◆ HOW TO COMPLETE THIS TASK: Wherever the listing has a line with the string "Thanks", copy that line out.

◆ INFORMATION GIVEN:
PR #7652, opened 2021-05-19
[sonic-py-common] Add platform and chassis info methods to device_info

robocoder99:
#### Why I did it
These methods were added to make some convenient platform and chassis information methods accessible through sonic-py-common. These methods were refactored from sonic-utilities and are used in the `show platform summary` and `show version` commands. 

#### How I did it
There are two methods, one is `get_platform_info()` which simply calls local methods to collect useful platform information into a dictionary format, this came directly from sonic-utilities.

The other method is `get_chassis_info()` which retrieves the chassis model, serial number, and hardware revision from the STATE_DB directly. 

#### How to verify it
Open a python3 interpreter and enter the following lines
```
Python 3.7.3 (default, Jan 22 2021, 20:04:44)
[GCC 8.3.0] on linux
Type "help", "copyright", "credits" or "license" for more information.
>>> from sonic_py_common import device_info
>>> device_info.get_platform_info()
{'platform': 'x86_64-mlnx_msn2700-r0', 'hwsku': 'ACS-MSN2700', 'asic_type': 'mellanox', 'asic_count': 1}
>>> device_info.get_chassis_info()
{'model':'MSN2700-CS2FO', 'serial':'MT1623X09522', 'revision': 'A1'}
```

For different platforms these values will be different, simply check if they are successfully populated (Not empty or N/A). If it says "Not Provided" this means that the requested information is not encoded into the DMI of the switch.

[sonic-py-common] Add platform and chassis info methods to device_info

Highland-Cow-Lavena-and-calf-Star

### DIFF
--- a/src/sonic-py-common/sonic_py_common/device_info.py
+++ b/src/sonic-py-common/sonic_py_common/device_info.py
@@ -346,7 +346,7 @@ def get_chassis_info():
         chassis_info_dict['serial'] = db.get(db.STATE_DB, table, CHASSIS_INFO_SERIAL_FIELD)
         chassis_info_dict['model'] = db.get(db.STATE_DB, table, CHASSIS_INFO_MODEL_FIELD)
         chassis_info_dict['revision'] = db.get(db.STATE_DB, table, CHASSIS_INFO_REV_FIELD)
-    except:
+    except Exception:
         pass
 
     return chassis_info_dict
--- a/src/sonic-py-common/sonic_py_common/device_info.py
+++ b/src/sonic-py-common/sonic_py_common/device_info.py
@@ -7,6 +7,8 @@ import subprocess
 import yaml
 from natsort import natsorted
 
+from . import multi_asic
+
 # TODO: Replace with swsscommon
 from swsssdk import ConfigDBConnector, SonicDBConfig, SonicV2Connector
 
@@ -31,6 +33,52 @@ NAMESPACE_PATH_GLOB = "/run/netns/*"
 ASIC_CONF_FILENAME = "asic.conf"
 FRONTEND_ASIC_SUB_ROLE = "FrontEnd"
 BACKEND_ASIC_SUB_ROLE = "BackEnd"
+
+# Chassis STATE_DB keys
+CHASSIS_INFO_TABLE = 'CHASSIS_INFO|chassis {}'
+CHASSIS_INFO_CARD_NUM_FIELD = 'module_num'
+CHASSIS_INFO_SERIAL_FIELD = 'serial'
+CHASSIS_INFO_MODEL_FIELD = 'model'
+CHASSIS_INFO_REV_FIELD = 'revision'
+
+# Get hardware information
+def get_platform_info():
+    """
+    This function is used to get the HW info helper function
+    """
+
+    hw_info_dict = {}
+
+    version_info = device_info.get_sonic_version_info()
+
+    hw_info_dict['platform'] = device_info.get_platform()
+    hw_info_dict['hwsku'] = device_info.get_hwsku()
+    hw_info_dict['asic_type'] = version_info['asic_type']
+    hw_info_dict['asic_count'] = multi_asic.get_num_asics()
+
+    return hw_info_dict
+
+
+def get_chassis_info():
+    """
+    This function is used to get the Chassis serial / model / rev number
+    """
+
+    chassis_info_dict = {}
+
+    try:
+        # Init statedb connection
+        db = swsscommon.SonicV2Connector()
+        db.connect(db.STATE_DB)
+        table = CHASSIS_INFO_TABLE.format(1)
+
+        chassis_info_dict['serial'] = db.get(db.STATE_DB, table, CHASSIS_INFO_SERIAL_FIELD)
+        chassis_info_dict['model'] = db.get(db.STATE_DB, table, CHASSIS_INFO_MODEL_FIELD)
+        chassis_info_dict['revision'] = db.get(db.STATE_DB, table, CHASSIS_INFO_REV_FIELD)
+    except:
+        pass
+
+    return chassis_info_dict
 
 
 def get_localhost_info(field):
--- a/src/sonic-py-common/sonic_py_common/device_info.py
+++ b/src/sonic-py-common/sonic_py_common/device_info.py
@@ -39,46 +39,6 @@ CHASSIS_INFO_SERIAL_FIELD = 'serial'
 CHASSIS_INFO_MODEL_FIELD = 'model'
 CHASSIS_INFO_REV_FIELD = 'revision'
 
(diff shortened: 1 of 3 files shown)


robocoder99:
Not sure what is causing the build failures here (insert classic "all tests are passing on my machine")

Relevant line from CI build....
https://dev.azure.com/mssonic/build/_build/results?buildId=15822&view=logs&j=88ce9a53-729c-5fa9-7b6e-3d98f2488e3f&t=8d99be27-49d0-54d0-99b1-cfc0d47f0318&l=2096

```
_____________________ ERROR collecting tests/vlan_test.py ______________________
ImportError while importing test module '/sonic/src/sonic-utilities/tests/vlan_test.py'.
Hint: make sure your test modules/packages have valid Python names.
Traceback:
/sonic/src/sonic-utilities/.eggs/pyroute2-0.6.1-py3.7.egg/pyroute2/__init__.py:44: in <module>
    from importlib import metadata
E   ImportError: cannot import name 'metadata' from 'importlib' (/usr/lib/python3.7/importlib/__init__.py)

During handling of the above exception, another exception occurred:
/usr/lib/python3/dist-packages/_pytest/python.py:450: in _importtestmodule
    mod = self.fspath.pyimport(ensuresyspath=importmode)
/usr/lib/python3/dist-packages/py/_path/local.py:668: in pyimport
    __import__(modname)
/usr/lib/python3/dist-packages/_pytest/assertion/rewrite.py:294: in load_module
    six.exec_(co, mod.__dict__)
tests/vlan_test.py:7: in <module>
    import config.main as config
config/main.py:24: in <module>
    from utilities_common.db import Db
utilities_common/db.py:4: in <module>
    from utilities_common.multi_asic import multi_asic_ns_choices
utilities_common/multi_asic.py:6: in <module>
    import pyroute2
/sonic/src/sonic-utilities/.eggs/pyroute2-0.6.1-py3.7.egg/pyroute2/__init__.py:46: in <module>
    import importlib_metadata as metadata
E   ModuleNotFoundError: No module named 'importlib_metadata'
```

Nothing I did should have touched that. Perhaps an infra issue?

robocoder99:
> 
> 
> This pull request **introduces 1 alert** when merging [a305336](https://github.com/Azure/sonic-buildimage/commit/a3053363082bf878ccde46271ca0e4ff85fa22e6) into [c646257](https://github.com/Azure/sonic-buildimage/commit/c6462577a9957fd7a6f41b681c8139e59bd30061) - [view on LGTM.com](https://lgtm.com/projects/g/Azure/sonic-buildimage/rev/pr-9151511baec0165f05cd22bc9e147059b690ff52)
> 
> **new alerts:**
> 
>     * 1 for Except block handles 'BaseException'

This is expected. The block of code calling this makes a redis db call which from my experience right now can return a plethora of errors (if the whole service is down, timeout etc.), I want this to nicely handle that situation and simply return the dictionary with as many values as it was able to successfully retrieve. Handling of not having this information is done by the caller.

src/sonic-py-common/sonic_py_common/device_info.py
```diff
@@ -32,6 +32,53 @@
 FRONTEND_ASIC_SUB_ROLE = "FrontEnd"
 BACKEND_ASIC_SUB_ROLE = "BackEnd"
 
+# Chassis STATE_DB keys
+CHASSIS_INFO_TABLE = 'CHASSIS_INFO|chassis {}'
+CHASSIS_INFO_CARD_NUM_FIELD = 'module_num'
+CHASSIS_INFO_SERIAL_FIELD = 'serial'
+CHASSIS_INFO_MODEL_FIELD = 'model'
+CHASSIS_INFO_REV_FIELD = 'revision'
+
```
jleveque, line 41: Per PEP8, there should be two blank lines before function definitions. Also suggest moving the new functions to the end of the section, mainly because `get_platform_info` relies on other functions. Even though Python isn't picky about definition order, I still prefer it. Suggest moving these functions directly above

```python
#
# Multi-NPU functionality
#
```

jleveque (changes requested):

src/sonic-py-common/sonic_py_common/device_info.py
robocoder99: Are there any linting tools built into the SONiC codebase as of now?

If not, I would highly suggest adding some linting tools to the push gate checks or adding a auto-formatter / checker to the repo if style guidelines are going to be enforced. PEP8 is a massive standard and knowing precisely what we want to standardize on will help developers push code that they know matches our guidelines.

jleveque:
Please fix LGTM alert.

robocoder99:
Did you see my earlier comment about the LGTM alert?

jleveque:
> Did you see my earlier comment about the LGTM alert?

If you need to catch all exceptions, please use `except Exception` rather than simply `except`. This is the preferred method, and it will resolve the LGTM alert.

jleveque:
Here's a little bit more about the difference: https://stackoverflow.com/a/18982754

robocoder99:
Thats very interesting, I was not aware of that distinction. Thanks!

jleveque:
> Thats very interesting, I was not aware of that distinction. Thanks!

I wasn't either until we began using the LGTM plugin. :)

src/sonic-py-common/sonic_py_common/device_info.py
jleveque: Currently we don't have linting tools built in. We're looking into it as a low priority. In the meantime, I suggest using the `autopep8` tool. Fee free to adjust the max line length to ~100-120 (e.g., `autopep8 --max-line-length 120 <file>`)

src/sonic-py-common/sonic_py_common/device_info.py
```diff
@@ -303,6 +310,47 @@ def get_sonic_version_file():
 
     return SONIC_VERSION_YAML_PATH
 
+
+# Get hardware information
+def get_platform_info():
```
jleveque, line 315: Just thinking that we have `get_platform()` and `get_platform_info()`. Hard to discern the difference by name. If we can't think of a more descriptive name, we can merge this.

robocoder99: I'm not sure there is a more descriptive method name possible given the purpose of the function is to provide various platform information that we have deemed "good to know" to the user. 

Alternates could be `get_platform_summary()` or `get_hardware_facts()` 

But unless you *love* any of these suggestions compared to what we have I suggest we keep with the current one as I don't see a large difference between these suggestions other than personal taste. 

Open to suggestions as well.

jleveque: I agree it's hard to think of much better. We can move ahead with this.

jleveque (approved):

◆ EXERCISE ANSWER:
Thats very interesting, I was not aware of that distinction. Thanks!
> Thats very interesting, I was not aware of that distinction. Thanks!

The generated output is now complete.